A traditionally organized army like Kenya’s alone, will have a hard time winning over bush fighters, or in this case, desert fighters. And especially not when the Kenya Somalia border is as porous as it is. The Northern Kenya, close to the Somalia border, hosts one of the largest refugee camps in the world, it has been feared before that terrorists have managed to cross over to the camps in pretense of being refugees. There are myriads of issues that make it difficult for the Kenyan government to fight over these terrorists who are ready to die as long as they manage to take someone else’s life with them in the process.

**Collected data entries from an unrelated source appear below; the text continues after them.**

PR #889, opened 2024-04-04
Content Patcher managed token string API

spacechase0:
Will add some basic docs once I test this


ContentPatcher/Framework/Api/ApiManagedValue.cs
```diff
@@ -0,0 +1,57 @@
...
+        {
+            this.ManagedValues = new PerScreen<IManagedValue>(parse);
+        }
+
+        /// <inheritdoc />
+        public IEnumerable<int> UpdateContext()
+        {
+            return new HashSet<int>(
+                this.ManagedValues
+                    .GetActiveValues()
```
Pathoschild: This is _technically_ a bug since it'll update all the values based on the current player's context. For example, `{{PlayerName}}` will return the same value for all players. We have the same issue with `ApiManagedCondition` though, so we can just keep it as-is and fix both of them separately.

ContentPatcher/IManagedValue.cs
```diff
@@ -0,0 +1,33 @@
+using System.Collections.Generic;
+using System.Diagnostics.CodeAnalysis;
+
+namespace ContentPatcher
+{
+    /// <summary>A set of parsed values linked to the Content Patcher context. These values are <strong>per-screen</strong>, so the result depends on the screen that's active when calling the members.</summary>
```
Pathoschild: I suggest changing "_a set of parsed values linked to..._" to something like "_a parsed string which may contain Content Patcher tokens linked to..._" for clarity.

spacechase0:
Test code I used:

Now one may argue that this is a Kenyan problem and the international community does not have anything to do with it. But when I think of terrorism in Kenya in the recent history, my memory takes me back to the 1998 US Embassy bombings in Nairobi. This is partly because I am referring to the branded ‘Terrorism’, the kind that has ‘religion’ and ‘hatred to the west’ stamped on it. With the 1998 bombings, Kenya happened to be conveniently close to the Al Qaeda base in Somalia and USA was too far for the terrorists to gain access, but they managed to show Americans that they were not untouchable, albeit in foreign land. Kenyans paid the prize, with 214 lives lost and more than 4000 wounded. The Americans were quick to stand with Kenya and offered help with improving their security, but at the same time, they were quick enough to warn their citizens against planning their holidays in Kenya. Many other European countries followed suit. This notwithstanding that tourism is one of the biggest foreign exchange earners. Kenya suffered both with the loss of lives and received a blow to the economy as well. This was the beginning of many a travel advisories from both USA and Europe for the decade that followed. Kenya has since been the target by terrorists in both large and small capacities. In the last couple of years, more grenades thrown in market places and major attacks have been carried out, more sympathy messages have been sent out by the friendly nations and so has the travel advisories against visiting Kenya. To the friends of Kenya, kindly form a coalition of the willing, and dismantle Al Shabaab when it’s still at its teething stages.

For what it’s worth, I hope peace will reign in Somalia soon. Thank you.